> [EXERCISE GOAL]
Look below and pull out each line with the word "nicely".

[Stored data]
──────────────────────────────

PR #37, opened 2025-06-08
Create dependabot.yml

andig:
Check github actions versions. Complements https://github.com/yaml/go-yaml/pull/26.

Afair this will also require adding dependabot to the repo.

### DIFF
--- a/.github/dependabot.yml
+++ b/.github/dependabot.yml
@@ -1,8 +1,8 @@
 version: 2
 updates:
-  - package-ecosystem: "github-actions"
-    directory: "/"
+  - package-ecosystem: github-actions
+    directory: /
     schedule:
-      interval: "monthly"
+      interval: monthly
     labels:
-      - "infrastructure"
+      - infrastructure


stefanprodan (commented):
To avoid spam I think we should group the updates based on type. Also we really need to pin the actions by their digests, otherwise we risk running malware if any of the actions we use are compromised. 

Example for grouping: https://github.com/fluxcd/helm-controller/blob/main/.github/dependabot.yaml
Example for pinned actions: https://github.com/fluxcd/helm-controller/blob/main/.github/workflows/nightly.yaml

.github/dependabot.yml
```diff
@@ -0,0 +1,8 @@
+version: 2
+updates:
+  - package-ecosystem: "github-actions"
```
ingydotnet: None of the double quotes in this file are needed.

seq-in-map lines (starting with `-`) should not be extra indented.

ingydotnet (changes requested):
As prominent YAML project I would like to use the best YAML practices here in all the YAML files in this repo.

Let's rename the file to `dependabot.yaml` and mind the extra quotes and seq-in-map indentation.

.github/dependabot.yml
andig: My linter insists on indents :(

andig:
Feel free to grab...

PR #38, opened 2025-06-08
Add general purpose GNUmakefile

ingydotnet:
This `GNUmakefile` auto-installs (unless go is installed already) go locally in `.cache/local/go-<version>/bin/go` and uses that for all make commands.
We use the name `GNUmakefile` instead of `Makefile` because that will prevent people from using a non-GNU `make` command to run `make` commands.

This doesn't prevent anyone from doing things using their normal style but it adds the following benefits for everyone:

* `make test` just works in almost any environment
* You can clone the repo and run `make test` without needing anything installed (except make, curl and bash).
* Test with any go version using: `make test GO-VERSION=1.23.4`
* To get a shell with a particular go version installed and ready: `make shell GO-VERSION=1.23.4`


GNUmakefile
```diff
@@ -0,0 +1,14 @@
+M := .git/.makes
```
ccoVeille: I wouldn't add things to .git folder.

I would use .cache or build

Then add the folder to .gitignore

ingydotnet: I'll update it to `.cache`.

I'm interested in hearing why you wouldn't put things under the .git directory.

I've been doing that a lot lately in various automations and it's been working out nicely so far.

ingydotnet: Updated in 2cdfdff

ingydotnet:
This should work out for anyone on Linux / Mac if they have `git`, `bash`, `curl` and `make` installed. (minimal)
It self-installs the Makefile parts and then self-installs Go and sets the environment to run it, without affecting the user's system in any other way.

Example output of the self-installing `make` commands:

```
$ make distclean
rm -f -r .cache
$ 
$ make test
Installing 'go' locally
curl -Ls https://go.dev/dl/go1.24.3.linux-amd64.tar.gz > /home/ingy/src/go-yaml/.cache/.local/cache/go1.24.3.linux-amd64.tar.gz
tar -C /home/ingy/src/go-yaml/.cache/.local -xzf /home/ingy/src/go-yaml/.cache/.local/cache/go1.24.3.linux-amd64.tar.gz
mv /home/ingy/src/go-yaml/.cache/.local/go /home/ingy/src/go-yaml/.cache/.local/go-1.24.3
touch /home/ingy/src/go-yaml/.cache/.local/go-1.24.3/bin/go

go test 
OK: 50 passed
PASS
ok  	go.yaml.in/yaml/v3	2.236s
$ 
$ make test
go test 
OK: 50 passed
PASS
ok  	go.yaml.in/yaml/v3	2.245s
$ 
```

ingydotnet:
I need to finish the work for macOS, then I'll take it out of draft.

GNUmakefile
ccoVeille: > I'll update it to `.cache`.
> 
> I'm interested in hearing why you wouldn't put things under the .git directory.
> 
> I've been doing that a lot lately in various automations and it's been working out nicely so far.

Here is the explanation I worked by using Gemini on to explain you

<details>
Could you store temporary or cache files created by my program inside the Git repository's .git folder?

No, you should never store temporary or cache files created by your program directly inside the .git folder of your repository.

Here's why this is a bad practice:
Risk of Repository Corruption

The .git folder is Git's internal database. It holds all the critical information Git needs to manage your project's version history, including commits, branches, and configurations. Introducing arbitrary files into this folder can confuse Git's internal mechanisms, potentially leading to corruption of your repository. This could result in lost history, unexpected errors, or an unstable project.
Unnecessary Bloat and Performance Issues

While files within the .git folder aren't "tracked" in the same way your source code is, placing large temporary or cache files there will still consume significant disk space within your repository. This bloat makes operations like copying, backing up, or even just exploring your repository locally much slower and more resource-intensive than necessary.
No Benefit, Only Downsides

There's simply no advantage to storing your program's temporary data in the .git folder. Your program can easily create its own dedicated directories, such as tmp/ or cache/, within your project's main working directory.
The Correct Approach: Use .gitignore

The proper way to handle temporary and cache files is to store them in a dedicated directory outside the .git folder, typically at the root level of your project (e.g., tmp/, cache/, build/). Once you've created these directories, add their names to your .gitignore file. This tells Git to explicitly ignore these files and directories, preventing them from ever being accidentally staged or committed to your version control history.

Example .gitignore entry:

# Ignore temporary and cache files
tmp/
cache/
*.log
*.swp
*.bak

By keeping your temporary files separate and using .gitignore, you maintain a clean, stable, and efficient Git repository.
</details>

ingydotnet: Nice. Thanks.
I decided to continue the AI conversation: https://gist.github.com/ingydotnet/574e1bf1be75f94961ef04e1de1f943b

These were useful points. I'm surprised it didn't catch the case where `.git` is not a dir (worktrees). My solution still works because I can find the `.git/` dir, but it didn't know that.

To be clear, I won't cache under the `.git/` dir for this repo.
I may or may not continue on my minor projects.

It's fun to try new things. I guess that's how YAML happened in the first place!

ingydotnet:
This is working well on Linux and Mac now.

Ready for review.

ingydotnet:
Had to remove a file. Ready for real now.

carloslima (approved):

GNUmakefile
```diff
@@ -0,0 +1,17 @@
...
+$(shell [ -d $M ] || ( \
+  git clone -q https://github.com/makeplus/makes $M && \
+  git -C $M reset -q --hard $(M-COMMIT)))
+ifneq ($(shell git -C $M rev-parse $(M-COMMIT)),\
+       $(shell git -C $M rev-parse HEAD))
+$(error $M is not at the correct commit: $(M-COMMIT))
+endif
+
+include $M/init.mk
+include $M/go.mk
```
stefanprodan: Downloading the runtime with Make is very uncommon for Go projects. The Go toolchain knows how to download the version specified in go.mod https://go.dev/doc/toolchain

ingydotnet: This is an optional way to do testing without having Go installed, which is how I prefer to work in as many languages as possible.
I can run these on both Mac and Linux:
```
make test
make test GO-VERSION=...
make shell
make shell GO-VERSION=...
```
You don't need to use this, and we don't need to integrate it into GHA, but I'd like it to be available for those who do.

ingydotnet: @stefanprodan ,

Note that we want a Makefile / GNUmakefile for automating other stuff (like YTS testing).

If you want I can easily change the behavior so that it only installs a local go when `GO-VERSION` is provided.

stefanprodan: > If you want I can easily change the behavior so that it only installs a local go when GO-VERSION is provided.

Yes I think that would be best. Another option would be testing `go version` and download Go only when it's not installed.

ingydotnet: > Yes I think that would be best. Another option would be testing `go version` and download Go only when it's not installed.

Good idea. I'll try that out.

ccoVeille: > > If you want I can easily change the behavior so that it only installs a local go when GO-VERSION is provided.
> 
> Yes I think that would be best. Another option would be testing `go version` and download Go only when it's not installed.

I second this.

ccoVeille: Please note this should be considered instead of `go version`

`go env GOVERSION`

The result is easier to parse

ingydotnet: Fixed in 2acf43e

ingydotnet:
Updated and ready for review. Added support for `make test v=1`. Only installs local go is no go is installed or GO-VERSION=... is used.

stefanprodan (approved):
LGTM

GNUmakefile
```diff
@@ -0,0 +1,46 @@
...
+  git clone -q https://github.com/makeplus/makes $(MAKES) && \
+  git -C $(MAKES) reset -q --hard $(MAKES-COMMIT)))
+ifneq ($(shell git -C $(MAKES) rev-parse HEAD), \
+       $(shell git -C $(MAKES) rev-parse $(MAKES-COMMIT)))
+$(error $(MAKES) is not at the correct commit: $(MAKES-COMMIT))
+endif
+include $(MAKES)/init.mk
+
+# Only auto-install go if no go exists or GO-VERSION specified:
+ifeq (,$(shell which go))
```
ccoVeille, line 15: I tend to use `command -v go` now, but `which go` works well.

GNUmakefile
```diff
@@ -0,0 +1,46 @@
...
+GO-VERSION ?= 1.24.0
```
ccoVeille, line 16: this is good, but maybe you could consider using `go env GOVERSION` that will return the current Go version with a "go" prefix

Here is what I get locally

```console
$ go env GOVERSION
go1.24.4
```

README.md
```diff
@@ -165,6 +165,28 @@ b:
...
+* `bash`
+* `curl`
+* `make`
+
+Some `make` commands are:
+
+* `make test`
+* `make test GO-VERSION=1.2.34`
+* `make shell` Start a shell with the local `go` environment
+* `make shell GO-VERSION=1.2.34`
```
ccoVeille, line 186: to be consistent with Go tooling and ecosystem (GOPATH, GOBIN, GOROOT ...), I would use GOVERSION as a name

I point the documentation so code and documentation would be updated if you agree.

ingydotnet: This is very much on purpose. `GO-VERSION` as used here is a Make variable, not a shell variable.
I don't want to conflict with actual go env vars.

GNUmakefile
ingydotnet: But line 16 only happens when `go` is **not** installed.

GNUmakefile
ingydotnet: That's what I used at first but it didn't work for some reason.
FWIW, `command` is not a command! :smile: 
It's a shell builtin.
```
$ which command
$ which which
/usr/bin/which
$ type command
command is a shell builtin
$ type which
which is hashed (/usr/bin/which)
$ 
```
I might take another look to see why `command -v` didn't work...

GNUmakefile
ingydotnet: That said, I am open to suggestions on what the default version should be here.

GNUmakefile
ingydotnet: So `command -v` _does_ work. I'll make that change next time I need to update the GNUmakefile.

ccoVeille (approved):

PR #39, opened 2025-06-15
Downgrade the go version number in go.mod

wwqgtxx:
The go.mod in the current version is set to 1.22, which will make it impossible for projects that need to be compiled with an older version of golang to reference the package.

It is recommended to downgrade the go line back to 1.12 in the original version so that more projects can switch to the new fork.

### DIFF
--- a/go.mod
+++ b/go.mod
@@ -1,5 +1,5 @@
 module go.yaml.in/yaml/v3
 
-go 1.22
+go 1.16
 
 require gopkg.in/check.v1 v0.0.0-20161208181325-20d25e280405


andig:
Seems this may have been an unintentional change to v3 in https://github.com/yaml/go-yaml/commit/cbdacaa8b43b201f76df30a930fd2e06af9cc9d5, for v4 I wouldn't mind.

wwqgtxx:
From the go.mod files that have been released, the go versions of v2 and v3 are different.
v2.4.2:
https://github.com/yaml/go-yaml/blob/246a95c22c57f15ef6d3305a1f1b8a0b05e4d560/go.mod#L1-L5
v3.0.3:
https://github.com/yaml/go-yaml/blob/148efbbf2f90cec938ae080558d875f29bfaa18d/go.mod#L1-L5
Should they be unified to 1.12 of `kubernetes-sigs/yaml`, or simply delete the line?

This can also make it unnecessary to modify the version number of the downstream project PR (https://github.com/kubernetes-sigs/yaml/pull/133)

liggitt:
Consumers can opt back into older go runtime behaviors with godebug / godefault settings, so I actually think it's reasonable for latest tagged versions to use (at minimum) the oldest still-supported go version, which is currently go 1.23.

wwqgtxx:
> Consumers can opt back into older go runtime behaviors with godebug / godefault settings, so I actually think it's reasonable for latest tagged versions to use (at minimum) the oldest still-supported go version, which is currently go 1.23.

Due to some special requirements, we need to support operating systems that are no longer supported by the new version of golang, such as Win7 and old versions of MacOS. This operation cannot be restored through godebug / godefault. The current go-yaml does not rely on third-party libraries or use newer syntax features. I think it is unnecessary to significantly increase the minimum golang version. This may force us to use the original go-yaml or fork the project again to maintain compatibility.

ingydotnet:
Since we don't seem to have consensus here, let's discuss this in our next meeting. 

@wwqgtxx (anyone else) if you'd like to join the meeting, contact us in the `#go-yaml` channel of the CNCF slack.

stefanprodan:
I don't think we should be supporting EOL Go versions, this will block us from using modern testing packages like Ginkgo https://github.com/onsi/ginkgo/blob/7470c9e6f1c150a3e4162bc5a54b1dc5e8eb3961/go.mod#L3

wwqgtxx:
> I don't think we should be supporting EOL Go versions, this will block us from using modern testing packages like Ginkgo https://github.com/onsi/ginkgo/blob/7470c9e6f1c150a3e4162bc5a54b1dc5e8eb3961/go.mod#L3

In fact, you can split the test into a separate directory `/test` and base it on its own independent go.mod, so that the main project can keep zero external dependencies.

ingydotnet:
@dims, you added the `go 1.22` line here: 
https://github.com/yaml/go-yaml/commit/cbdacaa8b43b201f76df30a930fd2e06af9cc9d5#diff-33ef32bf6c23acb95f5902d7097b7a1d5128ca061167ec0716715b0b9eeaa5f6R3

What would happen if we got rid of this line for v3?

@carloslima and I think that there are 2 different discussions to be had:
One for v3 and one for main/v4.

We want all projects using go-yaml/yaml v2 and v3 to be able to switch to yaml/go-yaml.

https://go.dev/ref/mod#go-mod-file-go says:
"If the go directive is missing, go 1.16 is assumed."

Also:

> At go 1.21 or higher:
> * The go line declares a required minimum version of Go to use with this module.
> * The go line must be greater than or equal to the go line of all dependencies.
> * The go command no longer attempts to maintain compatibility with the previous older version of Go.
> * The go command is more careful about keeping checksums of go.mod files in the go.sum file.
> 

1.21 was released August 2023, which is long after Gustavo was actively maintaining this.
So not having a `go 1.xx` line would probably work for him.

It seems to us that for yaml/go-yaml to be literally compatible with go-yaml/yaml, we'd want to change v3 to:
```
go 1.16
```

The v2 branch uses `1.15`: 
https://github.com/yaml/go-yaml/blob/v2/go.mod#L3
so nothing to change there.

@wwqgtxx would this work for your situations?

wwqgtxx:
> It seems to us that for yaml/go-yaml to be literally compatible with go-yaml/yaml, we'd want to change v3 to:
> 
> ```
> go 1.16
> ```
> 
> The v2 branch uses `1.15`: https://github.com/yaml/go-yaml/blob/v2/go.mod#L3 so nothing to change there.
> 
> @wwqgtxx would this work for your situations?


This modification is OK for me. I chose to set it to `1.12` in this PR just to be consistent with `kubernetes-sigs/yaml`.

SuperSandro2000:
Setting such an old go version has at least two major drawbacks for everyone:
- You cannot use new language features that are many years old and standard for programmers especially if they only learned go in the last year or two. This also makes it hard to contribute new code.
- If not at least 1.16 is used then I think we require the test dependency for downstream users for no good reason. https://go.dev/ref/mod#go-mod-file-go:~:text=At%20go%201.16%20or,packages%2C%20and%20so%20on.

Also in addition to that: Windows 7 is also EOL and insecure. It is not as bad as Windows XP that you are hacked within hours when browsing the internet but it is on a good way there.

I would recommend that you fork the project as you probably already have done with many other dependencies.

ingydotnet:
> > @wwqgtxx would this work for your situations?
> 
> This modification is OK for me. I chose to set it to `1.12` in this PR just to be consistent with `kubernetes-sigs/yaml`.

@wwqgtxx would you please update the PR to use `go 1.16`.

ingydotnet:
> Should they be unified to 1.12 of `kubernetes-sigs/yaml`, or simply delete the line?

BTW, Just thought I'd mention... When I tried deleting the line `go tidy` added it back.

ingydotnet:
> This modification is OK for me. I chose to set it to `1.12` in this PR just to be consistent with `kubernetes-sigs/yaml`.

@wwqgtxx I'm confused. Isn't kubernetes-sigs/yaml set to 1.22?

https://github.com/kubernetes-sigs/yaml/blob/v1.5.0/go.mod#L3

wwqgtxx:
> > This modification is OK for me. I chose to set it to `1.12` in this PR just to be consistent with `kubernetes-sigs/yaml`.
> 
> @wwqgtxx I'm confused. Isn't kubernetes-sigs/yaml set to 1.22?
> 
> https://github.com/kubernetes-sigs/yaml/blob/v1.5.0/go.mod#L3

That's because the PR submitted by @dims has been merged to increase the version in `kubernetes-sigs/yaml`, which was previously 1.12.

ingydotnet (approved):

ingydotnet:
CodeQL isn't triggering for some reason. Merging this by bypassing the restrictions.

ingydotnet:
v3.0.4 released.

ingydotnet:
> Consumers can opt back into older go runtime behaviors with godebug / godefault settings, so I actually think it's reasonable for latest tagged versions to use (at minimum) the oldest still-supported go version, which is currently go 1.23.

@liggitt We can certainly consider this logic for v4 and beyond, but since this is a new repository that we are encouraging everyone (not just in big things like Kubernetes, but anyone using go-yaml in Go code, anywhere) I think we need zero friction to making the transition.

I'm glad @wwqgtxx brought this up because in general I think most people would be silent if yaml/go-yaml v3 didn't work exactly like go-yaml/yaml out of the gate. They would just not switch.

@SuperSandro2000 and @stefanprodan to your points about using modern Go tooling, with my YAML maintainer hat on, it's also important to move this project forward in parallel with pyyaml and libyaml, which are both also very heavily used and from which go-yaml was derived (and thus shares many of the same issues to fix).

We can and will discuss everything as a team, but for things like choosing a test system, I want the tests to be shared as widely across the YAML landscape as possible. If we can do that while still using Go best practices, then I'm keen.

PR #45, opened 2025-06-26
Handle decoding of `-0` from YAML

carloslima:
This change is necessary because Go constants cannot represent `-0.0`: https://staticcheck.dev/docs/checks/#SA4026

As a result, when parsing `-0` or `-0.0`, the value ends up as `0` or `0.0` in Go.

Before:
```go
> go run a.go
Decoded into Go: 0

Re-encoded YAML:
0
```

After:
```go
> go run x/a.go
Decoded into Go: -0

Re-encoded YAML:
-0
```

Source:
```go
package main

import (
	"fmt"
	"log"

	"go.yaml.in/yaml/v3"
)

func main() {
	input := []byte("-0\n")

	var f float64
		log.Fatal(err)
	}

	out, err := yaml.Marshal(f)
	if err != nil {
		log.Fatal(err)
	}
	fmt.Print(string(out))
}
```

### DIFF
--- a/decode_test.go
+++ b/decode_test.go
@@ -31,6 +31,11 @@ import (
 	"go.yaml.in/yaml/v3"
 )
 
+// negativeZero represents -0.0 for YAML test cases
+// this is needed because Go constants cannot express -0.0
+// https://staticcheck.dev/docs/checks/#SA4026
+var negativeZero = math.Copysign(0.0, -1.0)
+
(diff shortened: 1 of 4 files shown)


stefanprodan (approved):
LGTM

Thanks @carloslima

ingydotnet (approved):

──────────────────────────────

> [FINAL ANSWER]
I've been doing that a lot lately in various automations and it's been working out nicely so far.
> I've been doing that a lot lately in various automations and it's been working out nicely so far.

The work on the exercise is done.